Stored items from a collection
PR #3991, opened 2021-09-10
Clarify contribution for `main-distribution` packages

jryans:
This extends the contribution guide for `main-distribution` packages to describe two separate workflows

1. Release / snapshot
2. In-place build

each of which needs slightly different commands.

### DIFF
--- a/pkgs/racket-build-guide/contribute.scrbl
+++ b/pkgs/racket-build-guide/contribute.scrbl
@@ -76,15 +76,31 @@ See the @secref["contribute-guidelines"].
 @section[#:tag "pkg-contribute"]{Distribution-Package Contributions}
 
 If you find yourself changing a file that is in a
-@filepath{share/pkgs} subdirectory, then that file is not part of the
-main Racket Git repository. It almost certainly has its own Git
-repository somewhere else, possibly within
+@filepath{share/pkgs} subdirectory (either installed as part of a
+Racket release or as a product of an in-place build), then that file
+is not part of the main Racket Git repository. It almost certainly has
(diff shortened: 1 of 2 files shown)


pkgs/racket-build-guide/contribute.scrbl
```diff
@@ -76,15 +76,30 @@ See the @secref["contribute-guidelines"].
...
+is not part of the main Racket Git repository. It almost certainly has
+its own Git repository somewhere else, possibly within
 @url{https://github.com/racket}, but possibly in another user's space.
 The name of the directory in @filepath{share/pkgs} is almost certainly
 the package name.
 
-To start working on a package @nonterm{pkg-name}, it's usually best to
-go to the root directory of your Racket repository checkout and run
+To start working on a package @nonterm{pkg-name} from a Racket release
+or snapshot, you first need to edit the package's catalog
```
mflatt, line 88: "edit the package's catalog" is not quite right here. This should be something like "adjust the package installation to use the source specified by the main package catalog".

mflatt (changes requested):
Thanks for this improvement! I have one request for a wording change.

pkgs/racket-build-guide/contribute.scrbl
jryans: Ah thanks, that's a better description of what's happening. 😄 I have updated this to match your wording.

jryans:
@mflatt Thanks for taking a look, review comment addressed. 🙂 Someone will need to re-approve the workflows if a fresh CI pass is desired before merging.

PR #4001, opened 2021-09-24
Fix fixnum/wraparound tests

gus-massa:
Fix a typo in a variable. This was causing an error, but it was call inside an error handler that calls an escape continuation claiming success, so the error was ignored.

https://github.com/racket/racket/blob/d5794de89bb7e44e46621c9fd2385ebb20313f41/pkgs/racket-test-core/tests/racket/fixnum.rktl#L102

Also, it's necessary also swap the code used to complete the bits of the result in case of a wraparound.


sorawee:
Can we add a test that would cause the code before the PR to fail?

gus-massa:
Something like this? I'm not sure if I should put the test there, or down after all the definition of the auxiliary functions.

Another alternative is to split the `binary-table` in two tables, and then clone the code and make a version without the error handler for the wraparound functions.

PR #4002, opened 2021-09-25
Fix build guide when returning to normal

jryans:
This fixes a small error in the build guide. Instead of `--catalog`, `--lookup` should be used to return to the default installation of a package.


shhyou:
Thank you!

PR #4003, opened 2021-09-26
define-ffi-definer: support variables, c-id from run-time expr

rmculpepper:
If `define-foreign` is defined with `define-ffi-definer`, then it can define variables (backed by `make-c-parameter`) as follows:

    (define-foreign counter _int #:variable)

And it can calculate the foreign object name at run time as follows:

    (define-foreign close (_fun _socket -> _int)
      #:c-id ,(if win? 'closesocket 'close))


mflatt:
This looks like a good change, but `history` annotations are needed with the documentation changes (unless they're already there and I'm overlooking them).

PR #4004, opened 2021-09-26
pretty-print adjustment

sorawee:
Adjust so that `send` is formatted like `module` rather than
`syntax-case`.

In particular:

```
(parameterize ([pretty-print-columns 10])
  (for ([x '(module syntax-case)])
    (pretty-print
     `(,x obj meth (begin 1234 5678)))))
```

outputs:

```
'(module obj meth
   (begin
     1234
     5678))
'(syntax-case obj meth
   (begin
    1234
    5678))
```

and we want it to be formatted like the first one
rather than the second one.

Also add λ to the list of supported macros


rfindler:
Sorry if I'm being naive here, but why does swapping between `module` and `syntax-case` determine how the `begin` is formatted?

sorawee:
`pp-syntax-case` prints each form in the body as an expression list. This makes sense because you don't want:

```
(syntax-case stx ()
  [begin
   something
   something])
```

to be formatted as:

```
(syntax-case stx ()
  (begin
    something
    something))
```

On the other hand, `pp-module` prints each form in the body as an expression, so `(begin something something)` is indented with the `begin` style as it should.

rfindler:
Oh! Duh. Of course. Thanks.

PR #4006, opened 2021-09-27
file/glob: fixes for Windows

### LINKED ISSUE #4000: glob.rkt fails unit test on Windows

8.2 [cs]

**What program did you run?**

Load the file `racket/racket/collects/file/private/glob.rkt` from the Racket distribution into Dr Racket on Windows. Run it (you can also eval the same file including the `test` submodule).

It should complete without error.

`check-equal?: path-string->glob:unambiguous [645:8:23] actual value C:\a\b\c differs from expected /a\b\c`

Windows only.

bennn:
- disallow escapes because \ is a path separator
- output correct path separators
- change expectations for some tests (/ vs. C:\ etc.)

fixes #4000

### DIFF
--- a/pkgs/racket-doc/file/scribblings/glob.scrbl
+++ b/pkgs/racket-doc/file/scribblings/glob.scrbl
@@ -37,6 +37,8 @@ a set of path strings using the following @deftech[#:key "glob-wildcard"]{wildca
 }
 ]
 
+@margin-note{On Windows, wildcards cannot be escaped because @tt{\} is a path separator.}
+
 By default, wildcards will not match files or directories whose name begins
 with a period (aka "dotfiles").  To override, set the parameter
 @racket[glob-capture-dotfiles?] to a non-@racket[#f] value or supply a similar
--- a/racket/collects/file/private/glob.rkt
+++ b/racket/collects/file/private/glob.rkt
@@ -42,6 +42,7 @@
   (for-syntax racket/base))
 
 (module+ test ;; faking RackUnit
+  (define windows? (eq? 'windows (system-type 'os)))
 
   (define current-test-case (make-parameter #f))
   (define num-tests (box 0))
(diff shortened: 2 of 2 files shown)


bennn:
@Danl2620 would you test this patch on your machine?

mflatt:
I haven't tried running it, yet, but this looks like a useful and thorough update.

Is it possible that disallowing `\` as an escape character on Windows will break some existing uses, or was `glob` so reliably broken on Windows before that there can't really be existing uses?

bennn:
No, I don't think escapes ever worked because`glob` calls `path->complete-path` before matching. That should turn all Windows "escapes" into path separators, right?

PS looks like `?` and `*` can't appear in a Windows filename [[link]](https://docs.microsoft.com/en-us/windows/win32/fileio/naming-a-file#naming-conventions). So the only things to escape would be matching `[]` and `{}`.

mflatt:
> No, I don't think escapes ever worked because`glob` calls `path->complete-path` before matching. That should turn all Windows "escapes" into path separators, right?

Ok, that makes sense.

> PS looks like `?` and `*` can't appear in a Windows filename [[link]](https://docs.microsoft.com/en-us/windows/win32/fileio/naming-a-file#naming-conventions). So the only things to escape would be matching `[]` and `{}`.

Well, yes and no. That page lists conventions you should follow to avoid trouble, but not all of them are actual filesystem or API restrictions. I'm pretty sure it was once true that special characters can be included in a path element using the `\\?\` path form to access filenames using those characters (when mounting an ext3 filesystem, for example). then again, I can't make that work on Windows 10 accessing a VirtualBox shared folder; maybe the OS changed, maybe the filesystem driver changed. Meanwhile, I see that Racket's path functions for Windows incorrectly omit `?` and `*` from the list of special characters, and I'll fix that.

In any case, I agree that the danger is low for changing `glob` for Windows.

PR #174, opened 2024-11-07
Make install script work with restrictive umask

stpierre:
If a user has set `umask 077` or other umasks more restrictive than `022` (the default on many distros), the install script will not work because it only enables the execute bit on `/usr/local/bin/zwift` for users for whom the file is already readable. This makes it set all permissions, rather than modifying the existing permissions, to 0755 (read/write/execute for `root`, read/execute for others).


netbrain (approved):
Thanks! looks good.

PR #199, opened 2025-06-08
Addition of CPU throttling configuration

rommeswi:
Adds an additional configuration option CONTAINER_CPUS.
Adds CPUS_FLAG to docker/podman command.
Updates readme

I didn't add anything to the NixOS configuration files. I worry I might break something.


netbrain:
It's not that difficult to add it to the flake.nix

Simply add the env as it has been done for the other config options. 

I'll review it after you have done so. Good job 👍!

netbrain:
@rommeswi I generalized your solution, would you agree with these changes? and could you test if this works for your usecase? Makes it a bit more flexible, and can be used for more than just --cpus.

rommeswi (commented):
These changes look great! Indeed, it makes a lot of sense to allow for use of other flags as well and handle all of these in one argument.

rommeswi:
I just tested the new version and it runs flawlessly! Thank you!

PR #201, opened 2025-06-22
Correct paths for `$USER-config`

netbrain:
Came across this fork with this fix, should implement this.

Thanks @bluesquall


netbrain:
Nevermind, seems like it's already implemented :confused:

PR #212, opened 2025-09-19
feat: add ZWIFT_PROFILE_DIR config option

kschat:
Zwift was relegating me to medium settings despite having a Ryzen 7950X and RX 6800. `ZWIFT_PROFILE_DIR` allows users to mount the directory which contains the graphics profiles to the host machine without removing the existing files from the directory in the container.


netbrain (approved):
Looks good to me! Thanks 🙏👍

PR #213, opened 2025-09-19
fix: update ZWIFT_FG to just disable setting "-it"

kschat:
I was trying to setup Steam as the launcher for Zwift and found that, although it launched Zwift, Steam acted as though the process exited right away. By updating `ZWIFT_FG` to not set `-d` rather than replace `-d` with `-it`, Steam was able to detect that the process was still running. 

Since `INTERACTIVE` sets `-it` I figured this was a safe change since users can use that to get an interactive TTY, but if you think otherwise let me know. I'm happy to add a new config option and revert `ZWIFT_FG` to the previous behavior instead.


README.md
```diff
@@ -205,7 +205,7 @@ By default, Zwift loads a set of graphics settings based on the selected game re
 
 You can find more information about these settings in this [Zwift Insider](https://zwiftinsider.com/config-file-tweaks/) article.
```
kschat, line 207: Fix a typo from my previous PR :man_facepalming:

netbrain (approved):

* * *

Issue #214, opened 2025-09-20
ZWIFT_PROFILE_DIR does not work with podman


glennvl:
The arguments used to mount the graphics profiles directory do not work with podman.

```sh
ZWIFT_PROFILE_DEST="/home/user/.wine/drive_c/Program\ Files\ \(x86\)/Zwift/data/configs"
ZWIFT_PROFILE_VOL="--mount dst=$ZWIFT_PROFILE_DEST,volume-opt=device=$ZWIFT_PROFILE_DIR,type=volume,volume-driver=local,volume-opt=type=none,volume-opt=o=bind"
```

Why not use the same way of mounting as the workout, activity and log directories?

==

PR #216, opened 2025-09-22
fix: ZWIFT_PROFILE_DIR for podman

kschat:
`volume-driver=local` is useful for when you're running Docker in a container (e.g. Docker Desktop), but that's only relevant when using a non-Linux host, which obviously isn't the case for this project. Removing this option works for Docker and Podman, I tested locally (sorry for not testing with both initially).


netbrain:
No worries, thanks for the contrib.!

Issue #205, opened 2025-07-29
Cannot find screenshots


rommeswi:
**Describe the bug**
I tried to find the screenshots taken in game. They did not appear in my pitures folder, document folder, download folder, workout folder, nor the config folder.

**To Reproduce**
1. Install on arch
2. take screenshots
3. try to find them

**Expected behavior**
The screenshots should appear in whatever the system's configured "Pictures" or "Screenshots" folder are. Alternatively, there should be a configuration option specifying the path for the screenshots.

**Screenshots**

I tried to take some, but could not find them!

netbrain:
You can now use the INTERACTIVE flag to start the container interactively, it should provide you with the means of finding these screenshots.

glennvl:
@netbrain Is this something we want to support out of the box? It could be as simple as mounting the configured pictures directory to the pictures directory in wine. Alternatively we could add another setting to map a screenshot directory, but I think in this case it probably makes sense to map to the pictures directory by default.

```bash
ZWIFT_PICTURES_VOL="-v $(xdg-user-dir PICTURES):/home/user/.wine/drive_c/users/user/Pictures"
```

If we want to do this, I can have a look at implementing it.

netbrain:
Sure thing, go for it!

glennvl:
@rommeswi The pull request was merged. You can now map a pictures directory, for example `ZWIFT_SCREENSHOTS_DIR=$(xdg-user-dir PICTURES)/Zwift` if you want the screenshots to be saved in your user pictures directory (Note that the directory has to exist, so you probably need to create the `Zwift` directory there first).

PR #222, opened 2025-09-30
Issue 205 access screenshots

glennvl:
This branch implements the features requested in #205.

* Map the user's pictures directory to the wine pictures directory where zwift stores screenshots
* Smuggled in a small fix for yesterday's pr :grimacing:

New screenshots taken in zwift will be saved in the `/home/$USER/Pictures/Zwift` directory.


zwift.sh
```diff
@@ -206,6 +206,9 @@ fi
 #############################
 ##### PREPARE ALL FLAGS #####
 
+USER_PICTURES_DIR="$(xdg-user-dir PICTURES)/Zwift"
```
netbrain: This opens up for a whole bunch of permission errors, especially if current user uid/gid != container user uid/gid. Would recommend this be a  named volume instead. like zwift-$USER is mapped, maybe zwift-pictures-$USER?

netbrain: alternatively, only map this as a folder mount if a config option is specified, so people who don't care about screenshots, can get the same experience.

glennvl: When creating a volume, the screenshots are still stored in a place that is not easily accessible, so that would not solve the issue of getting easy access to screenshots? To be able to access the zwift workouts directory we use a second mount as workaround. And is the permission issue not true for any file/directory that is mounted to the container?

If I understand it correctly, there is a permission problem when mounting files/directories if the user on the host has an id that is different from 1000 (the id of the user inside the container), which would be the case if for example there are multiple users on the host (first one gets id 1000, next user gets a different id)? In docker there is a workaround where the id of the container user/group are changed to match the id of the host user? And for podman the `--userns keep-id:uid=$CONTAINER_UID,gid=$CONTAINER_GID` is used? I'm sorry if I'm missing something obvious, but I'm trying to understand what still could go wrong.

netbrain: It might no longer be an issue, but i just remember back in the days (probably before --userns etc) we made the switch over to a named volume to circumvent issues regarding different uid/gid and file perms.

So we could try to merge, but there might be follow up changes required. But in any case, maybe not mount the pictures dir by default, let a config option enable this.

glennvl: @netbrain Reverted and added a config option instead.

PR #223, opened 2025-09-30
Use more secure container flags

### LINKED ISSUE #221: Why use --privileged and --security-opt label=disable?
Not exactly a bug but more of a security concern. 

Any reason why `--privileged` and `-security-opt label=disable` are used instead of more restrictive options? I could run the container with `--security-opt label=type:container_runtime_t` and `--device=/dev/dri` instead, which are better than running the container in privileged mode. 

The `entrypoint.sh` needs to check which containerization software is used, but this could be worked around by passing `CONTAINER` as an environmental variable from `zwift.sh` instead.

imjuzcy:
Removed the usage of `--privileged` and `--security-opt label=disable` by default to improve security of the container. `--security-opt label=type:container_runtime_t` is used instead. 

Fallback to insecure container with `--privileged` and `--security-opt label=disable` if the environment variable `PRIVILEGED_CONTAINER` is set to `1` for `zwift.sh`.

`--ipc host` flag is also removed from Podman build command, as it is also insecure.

> **Task goal**
Show a copy of each line from the records above in which the string "tests" occurs.

> **Answer to the problem**
Fix fixnum/wraparound tests
https://github.com/racket/racket/blob/d5794de89bb7e44e46621c9fd2385ebb20313f41/pkgs/racket-test-core/tests/racket/fixnum.rktl#L102
- change expectations for some tests (/ vs. C:\ etc.)
   (define num-tests (box 0))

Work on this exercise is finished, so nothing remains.